DIRECTIONS: Below are the entries; output exactly the lines from the one containing "nexus/db-queries/src/db/datastore/utilization.rs" through the final line, inclusive.

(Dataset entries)
--------

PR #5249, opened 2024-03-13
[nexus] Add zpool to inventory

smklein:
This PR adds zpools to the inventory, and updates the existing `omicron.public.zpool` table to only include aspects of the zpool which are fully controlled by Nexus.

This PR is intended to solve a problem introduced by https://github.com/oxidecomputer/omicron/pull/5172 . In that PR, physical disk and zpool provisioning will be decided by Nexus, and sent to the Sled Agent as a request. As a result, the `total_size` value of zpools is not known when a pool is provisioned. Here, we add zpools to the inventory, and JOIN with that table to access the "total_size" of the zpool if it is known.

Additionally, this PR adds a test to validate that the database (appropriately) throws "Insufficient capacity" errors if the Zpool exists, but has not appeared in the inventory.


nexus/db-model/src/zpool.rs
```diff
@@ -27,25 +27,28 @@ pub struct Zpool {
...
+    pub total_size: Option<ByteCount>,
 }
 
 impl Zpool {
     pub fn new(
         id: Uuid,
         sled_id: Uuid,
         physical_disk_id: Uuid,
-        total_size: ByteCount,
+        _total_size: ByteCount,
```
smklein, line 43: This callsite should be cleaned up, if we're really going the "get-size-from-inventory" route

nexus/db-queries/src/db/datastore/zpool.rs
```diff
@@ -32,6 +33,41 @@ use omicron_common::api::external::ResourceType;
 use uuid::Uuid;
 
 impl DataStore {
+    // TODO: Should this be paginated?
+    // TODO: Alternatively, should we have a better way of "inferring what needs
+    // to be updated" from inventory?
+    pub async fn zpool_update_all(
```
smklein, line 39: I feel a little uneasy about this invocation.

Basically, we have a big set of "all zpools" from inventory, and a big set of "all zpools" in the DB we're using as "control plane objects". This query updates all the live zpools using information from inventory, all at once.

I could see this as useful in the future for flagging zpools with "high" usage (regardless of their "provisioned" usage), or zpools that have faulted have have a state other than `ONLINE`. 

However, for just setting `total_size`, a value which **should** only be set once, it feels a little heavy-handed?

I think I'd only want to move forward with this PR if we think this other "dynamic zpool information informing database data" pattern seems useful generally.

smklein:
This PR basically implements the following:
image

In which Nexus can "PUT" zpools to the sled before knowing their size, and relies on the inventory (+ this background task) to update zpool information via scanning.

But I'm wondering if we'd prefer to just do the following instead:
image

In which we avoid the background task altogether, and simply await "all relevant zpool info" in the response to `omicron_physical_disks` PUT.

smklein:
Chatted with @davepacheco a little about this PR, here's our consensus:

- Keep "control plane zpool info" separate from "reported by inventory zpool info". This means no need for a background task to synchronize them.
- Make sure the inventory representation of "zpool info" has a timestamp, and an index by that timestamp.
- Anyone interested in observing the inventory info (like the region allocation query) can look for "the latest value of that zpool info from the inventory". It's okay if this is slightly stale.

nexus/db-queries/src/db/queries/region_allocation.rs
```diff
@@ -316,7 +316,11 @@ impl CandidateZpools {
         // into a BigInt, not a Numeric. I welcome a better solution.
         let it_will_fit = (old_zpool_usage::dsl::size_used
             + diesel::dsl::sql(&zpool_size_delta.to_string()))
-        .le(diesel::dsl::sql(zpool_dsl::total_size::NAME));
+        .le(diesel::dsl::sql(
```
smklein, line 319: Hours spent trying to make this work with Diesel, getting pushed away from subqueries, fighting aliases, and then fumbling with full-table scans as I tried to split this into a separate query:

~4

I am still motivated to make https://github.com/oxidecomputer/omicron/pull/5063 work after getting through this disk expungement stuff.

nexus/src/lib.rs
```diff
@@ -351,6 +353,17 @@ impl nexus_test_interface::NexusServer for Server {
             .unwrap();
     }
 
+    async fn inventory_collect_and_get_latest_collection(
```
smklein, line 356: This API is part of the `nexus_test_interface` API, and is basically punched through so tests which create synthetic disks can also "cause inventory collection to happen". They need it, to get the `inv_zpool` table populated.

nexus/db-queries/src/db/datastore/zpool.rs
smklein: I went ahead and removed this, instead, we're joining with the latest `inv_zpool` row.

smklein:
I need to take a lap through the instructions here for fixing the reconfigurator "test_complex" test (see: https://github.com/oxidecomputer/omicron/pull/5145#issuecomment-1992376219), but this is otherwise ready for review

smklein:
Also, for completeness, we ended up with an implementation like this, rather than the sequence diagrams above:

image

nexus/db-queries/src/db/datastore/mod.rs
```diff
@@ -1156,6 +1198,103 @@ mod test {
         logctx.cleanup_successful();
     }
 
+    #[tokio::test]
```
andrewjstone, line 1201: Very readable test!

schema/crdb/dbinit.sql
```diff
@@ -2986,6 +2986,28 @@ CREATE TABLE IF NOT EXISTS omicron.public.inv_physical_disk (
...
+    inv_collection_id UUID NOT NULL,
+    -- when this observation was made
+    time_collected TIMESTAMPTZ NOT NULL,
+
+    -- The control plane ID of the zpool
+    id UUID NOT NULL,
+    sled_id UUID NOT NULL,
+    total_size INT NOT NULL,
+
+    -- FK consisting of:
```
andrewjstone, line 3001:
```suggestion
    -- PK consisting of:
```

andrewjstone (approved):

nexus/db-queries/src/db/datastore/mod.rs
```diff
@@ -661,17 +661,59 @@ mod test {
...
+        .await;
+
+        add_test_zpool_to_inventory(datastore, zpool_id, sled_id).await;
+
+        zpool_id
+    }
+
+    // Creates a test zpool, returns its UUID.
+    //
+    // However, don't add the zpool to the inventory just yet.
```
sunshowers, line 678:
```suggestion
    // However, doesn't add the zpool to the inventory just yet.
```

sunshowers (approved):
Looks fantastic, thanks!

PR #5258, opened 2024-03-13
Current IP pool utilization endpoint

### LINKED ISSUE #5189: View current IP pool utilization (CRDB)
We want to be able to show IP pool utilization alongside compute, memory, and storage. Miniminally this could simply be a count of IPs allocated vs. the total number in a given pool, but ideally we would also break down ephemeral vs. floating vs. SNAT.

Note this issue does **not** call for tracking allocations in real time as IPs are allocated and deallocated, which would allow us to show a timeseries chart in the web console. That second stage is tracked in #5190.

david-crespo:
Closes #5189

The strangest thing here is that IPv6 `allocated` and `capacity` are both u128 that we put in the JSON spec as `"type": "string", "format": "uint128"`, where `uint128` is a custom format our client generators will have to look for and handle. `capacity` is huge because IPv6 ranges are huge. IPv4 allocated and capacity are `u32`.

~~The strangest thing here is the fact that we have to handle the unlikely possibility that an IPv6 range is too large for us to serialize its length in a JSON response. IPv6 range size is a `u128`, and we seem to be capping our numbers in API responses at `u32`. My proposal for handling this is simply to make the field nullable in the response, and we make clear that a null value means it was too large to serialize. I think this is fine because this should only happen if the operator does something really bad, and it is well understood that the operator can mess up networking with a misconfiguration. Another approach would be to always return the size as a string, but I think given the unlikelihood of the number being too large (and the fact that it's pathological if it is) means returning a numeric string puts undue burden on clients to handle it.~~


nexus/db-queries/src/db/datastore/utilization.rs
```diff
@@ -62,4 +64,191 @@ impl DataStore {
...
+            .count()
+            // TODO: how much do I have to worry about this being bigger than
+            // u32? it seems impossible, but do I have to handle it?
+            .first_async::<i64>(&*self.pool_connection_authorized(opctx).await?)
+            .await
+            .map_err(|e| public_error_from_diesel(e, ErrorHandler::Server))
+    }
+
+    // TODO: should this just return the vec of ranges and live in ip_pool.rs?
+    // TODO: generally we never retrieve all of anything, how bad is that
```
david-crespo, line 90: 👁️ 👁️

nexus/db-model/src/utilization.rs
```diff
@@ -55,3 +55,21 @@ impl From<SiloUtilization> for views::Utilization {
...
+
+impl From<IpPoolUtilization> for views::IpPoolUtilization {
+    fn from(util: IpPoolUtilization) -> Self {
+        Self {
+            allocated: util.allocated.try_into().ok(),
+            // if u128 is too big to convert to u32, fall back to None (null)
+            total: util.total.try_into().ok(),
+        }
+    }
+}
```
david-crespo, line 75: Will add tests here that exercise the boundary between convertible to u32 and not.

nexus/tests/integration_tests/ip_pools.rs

--------

PROBLEM SOLUTION:
nexus/db-queries/src/db/datastore/utilization.rs
```diff
@@ -62,4 +64,191 @@ impl DataStore {
...
+            .count()
+            // TODO: how much do I have to worry about this being bigger than
+            // u32? it seems impossible, but do I have to handle it?
+            .first_async::<i64>(&*self.pool_connection_authorized(opctx).await?)
+            .await
+            .map_err(|e| public_error_from_diesel(e, ErrorHandler::Server))
+    }
+
+    // TODO: should this just return the vec of ranges and live in ip_pool.rs?
+    // TODO: generally we never retrieve all of anything, how bad is that
```
david-crespo, line 90: 👁️ 👁️

nexus/db-model/src/utilization.rs
```diff
@@ -55,3 +55,21 @@ impl From<SiloUtilization> for views::Utilization {
...
+
+impl From<IpPoolUtilization> for views::IpPoolUtilization {
+    fn from(util: IpPoolUtilization) -> Self {
+        Self {
+            allocated: util.allocated.try_into().ok(),
+            // if u128 is too big to convert to u32, fall back to None (null)
+            total: util.total.try_into().ok(),
+        }
+    }
+}
```
david-crespo, line 75: Will add tests here that exercise the boundary between convertible to u32 and not.

nexus/tests/integration_tests/ip_pools.rs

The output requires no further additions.